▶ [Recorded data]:
━━━━━━━━

PR #487, opened 2019-05-09
Custom Model Classes

igorT:
[Rendered](https://github.com/igorT/rfcs/blob/igor/custom-model-classes/text/0487-custom-model-classes.md)

### DIFF
--- a/text/0487-custom-model-classes.md
+++ b/text/0487-custom-model-classes.md
@@ -1,0 +1,243 @@
+- Start Date: 2019-05-09
+- Relevant Team(s): data 
+- RFC PR: [PR](https://github.com/emberjs/rfcs/pull/487)
+- Tracking: [Tracking](https://github.com/emberjs/rfc-tracking/issues/53)
+
+# Custom Model Class RFC
+
+## Summary
+
+This RFC is a follow-up RFC for #293 RecordData and replaces [https://github.com/runspired/rfcs/blob/ember-data-custom-records/text/0000-ember-data-model-factory-for.md#ember-data--modelfactoryfor](https://github.com/runspired/rfcs/blob/ember-data-custom-records/text/0000-ember-data-model-factory-for.md#ember-data--modelfactoryfor)
+
+Create a way for addons and user to define their own implementation of a model class. Adds an `instantiateRecord` method to `Store` which would allow addons and ED itself to offer a clean replacement the default DS.Model with a custom Model class. 
+
+## Motivation
+
+- Allowing Addons to experiment with replacing the default DS.Model implementation ([https://github.com/runspired/rfcs/blob/ember-data-custom-records/text/0000-ember-data-model-factory-for.md#ember-data--modelfactoryfor](https://github.com/runspired/rfcs/blob/ember-data-custom-records/text/0000-ember-data-model-factory-for.md#ember-data--modelfactoryfor))
+- Currently Ember Data conflates schema information and record implementation together as part of properties defined on `DS.Model`.
+DS.Model both defines the schema, that is the attributes and relationships present on a type, and the model implementation, that is the
+actual class which is exposed to the app containing those properties. This has several disadvantages:
+- it makes it hard to optimize the schema information, and ties to a definition of a JS class
+- it makes it hard to statically analyze the schema
+- it requires a 1-1 correspondence between the number of backing types in the system and the number of model classes, resulting
+in an app sometimes having to ship a much higher number of models than it otherwise would have.
+
+This RFC represents the first step in separating the record implementation from schema information.
+
+## Detailed design
+
+After the work in [Record Data Errors RFC](https://github.com/emberjs/rfcs/pull/465),  [Record Data State RFC](https://github.com/emberjs/rfcs/pull/463), and [Request State Service RFC](https://github.com/emberjs/rfcs/pull/466) we have enough coverage in public apis that we can implement the entire DS.Model class with just a few changes to Store APIs. 
+
+We will need five separate changes: 
+
+- A way to instantiate custom Records and for them to be able to access underlying record data
+- A way for those records to be notified of changes in Record Data
+- A way to access schema information from the store and not from the DS.Model static properties
+- Replacement of a few store methods that take DS.Models
+- Deprecate passing DS.Model classes to adapter/serializers/exposing them on Snapshots
+
+## Instantiating and destroying custom Records
+
+We need to make the following changes:
+
+* expose a method on the store for instantiating a record
+* add a hook to be notified when a record is being destroyed for potential cleanup
+* a way for the record to get notified when RecordData values change
+
+The following interface shows the interface of these methods:
+
+```ts
+interface RecordDataWrapper { // proxies a subset of RD methods and hides the rest
+  getAttr(identifier: RecordIdentifier, key: string)
+  isAttrDirty(identifier: RecordIdentifier, key)
+    
+  changedAttributes(identifier: RecordIdentifier)
+  hasChangedAttributes(identifier: RecordIdentifier)
+  rollbackAttributes(identifier: RecordIdentifier)
+  
+  getRelationship(identifier: RecordIdentifier, key: string)
+  
+  setRecordId(identifier: RecordIdentifier, id: string): void;
+  
+  getErrors(identifier: RecordIdentifier)
+  getMeta(identifier: RecordIdentifier)
+  
+  isNew(identifier: RecordIdentifier): boolean;
+  isDeleted(identifier: RecordIdentifier): boolean;
+
+  setDirtyAttribute(identifier, key: string, value: any): void;
+
+  addToHasMany(key: string, identifiers: Identifier[], idx?: number): void;
+  removeFromHasMany(key: string, identifiers: Identifier[]): void;
+  setDirtyHasMany(key: string, identifiers: Identifier[]): void;
+
+  setDirtyBelongsTo(name: string, identifier: Identifier | null): void;
+}
+  
+interface RecordDataFor {
+  (identifier: RecordIdentifier): RecordDataWrapper
+}
+    
+class Store {
+  instantiateRecord(
+    identifier: RecordIdentifier, 
+    createRecordArgs: { [key: string]: any }, // args passed in to store.createRecord() and processed by recordData to be set on creation
+    recordDataFor: RecordDataFor, 
+    notificationManager: NotificationManager): unknown
+    
+  teardownRecord(record): void
+}
+```
+
+Instead of passing the entire RecordData Class to `instantiateRecord`, we pass in a lookup method that returns a record data wrapper which exposes only the local facing methods and hide the server/adapter facing methods that the Model should not have access to.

━━━━━━━━

Print every record exactly as written.

PR #487, opened 2019-05-09
Custom Model Classes

igorT:
[Rendered](https://github.com/igorT/rfcs/blob/igor/custom-model-classes/text/0487-custom-model-classes.md)

### DIFF
--- a/text/0487-custom-model-classes.md
+++ b/text/0487-custom-model-classes.md
@@ -1,0 +1,243 @@
+- Start Date: 2019-05-09
+- Relevant Team(s): data 
+- RFC PR: [PR](https://github.com/emberjs/rfcs/pull/487)
+- Tracking: [Tracking](https://github.com/emberjs/rfc-tracking/issues/53)
+
+# Custom Model Class RFC
+
+## Summary
+
+This RFC is a follow-up RFC for #293 RecordData and replaces [https://github.com/runspired/rfcs/blob/ember-data-custom-records/text/0000-ember-data-model-factory-for.md#ember-data--modelfactoryfor](https://github.com/runspired/rfcs/blob/ember-data-custom-records/text/0000-ember-data-model-factory-for.md#ember-data--modelfactoryfor)
+
+Create a way for addons and user to define their own implementation of a model class. Adds an `instantiateRecord` method to `Store` which would allow addons and ED itself to offer a clean replacement the default DS.Model with a custom Model class. 
+
+## Motivation
+
+- Allowing Addons to experiment with replacing the default DS.Model implementation ([https://github.com/runspired/rfcs/blob/ember-data-custom-records/text/0000-ember-data-model-factory-for.md#ember-data--modelfactoryfor](https://github.com/runspired/rfcs/blob/ember-data-custom-records/text/0000-ember-data-model-factory-for.md#ember-data--modelfactoryfor))
+- Currently Ember Data conflates schema information and record implementation together as part of properties defined on `DS.Model`.
+DS.Model both defines the schema, that is the attributes and relationships present on a type, and the model implementation, that is the
+actual class which is exposed to the app containing those properties. This has several disadvantages:
+- it makes it hard to optimize the schema information, and ties to a definition of a JS class
+- it makes it hard to statically analyze the schema
+- it requires a 1-1 correspondence between the number of backing types in the system and the number of model classes, resulting
+in an app sometimes having to ship a much higher number of models than it otherwise would have.
+
+This RFC represents the first step in separating the record implementation from schema information.
+
+## Detailed design
+
+After the work in [Record Data Errors RFC](https://github.com/emberjs/rfcs/pull/465),  [Record Data State RFC](https://github.com/emberjs/rfcs/pull/463), and [Request State Service RFC](https://github.com/emberjs/rfcs/pull/466) we have enough coverage in public apis that we can implement the entire DS.Model class with just a few changes to Store APIs. 
+
+We will need five separate changes: 
+
+- A way to instantiate custom Records and for them to be able to access underlying record data
+- A way for those records to be notified of changes in Record Data
+- A way to access schema information from the store and not from the DS.Model static properties
+- Replacement of a few store methods that take DS.Models
+- Deprecate passing DS.Model classes to adapter/serializers/exposing them on Snapshots
+
+## Instantiating and destroying custom Records
+
+We need to make the following changes:
+
+* expose a method on the store for instantiating a record
+* add a hook to be notified when a record is being destroyed for potential cleanup
+* a way for the record to get notified when RecordData values change
+
+The following interface shows the interface of these methods:
+
+```ts
+interface RecordDataWrapper { // proxies a subset of RD methods and hides the rest
+  getAttr(identifier: RecordIdentifier, key: string)
+  isAttrDirty(identifier: RecordIdentifier, key)
+    
+  changedAttributes(identifier: RecordIdentifier)
+  hasChangedAttributes(identifier: RecordIdentifier)
+  rollbackAttributes(identifier: RecordIdentifier)
+  
+  getRelationship(identifier: RecordIdentifier, key: string)
+  
+  setRecordId(identifier: RecordIdentifier, id: string): void;
+  
+  getErrors(identifier: RecordIdentifier)
+  getMeta(identifier: RecordIdentifier)
+  
+  isNew(identifier: RecordIdentifier): boolean;
+  isDeleted(identifier: RecordIdentifier): boolean;
+
+  setDirtyAttribute(identifier, key: string, value: any): void;
+
+  addToHasMany(key: string, identifiers: Identifier[], idx?: number): void;
+  removeFromHasMany(key: string, identifiers: Identifier[]): void;
+  setDirtyHasMany(key: string, identifiers: Identifier[]): void;
+
+  setDirtyBelongsTo(name: string, identifier: Identifier | null): void;
+}
+  
+interface RecordDataFor {
+  (identifier: RecordIdentifier): RecordDataWrapper
+}
+    
+class Store {
+  instantiateRecord(
+    identifier: RecordIdentifier, 
+    createRecordArgs: { [key: string]: any }, // args passed in to store.createRecord() and processed by recordData to be set on creation
+    recordDataFor: RecordDataFor, 
+    notificationManager: NotificationManager): unknown
+    
+  teardownRecord(record): void
+}
+```
+
+Instead of passing the entire RecordData Class to `instantiateRecord`, we pass in a lookup method that returns a record data wrapper which exposes only the local facing methods and hide the server/adapter facing methods that the Model should not have access to.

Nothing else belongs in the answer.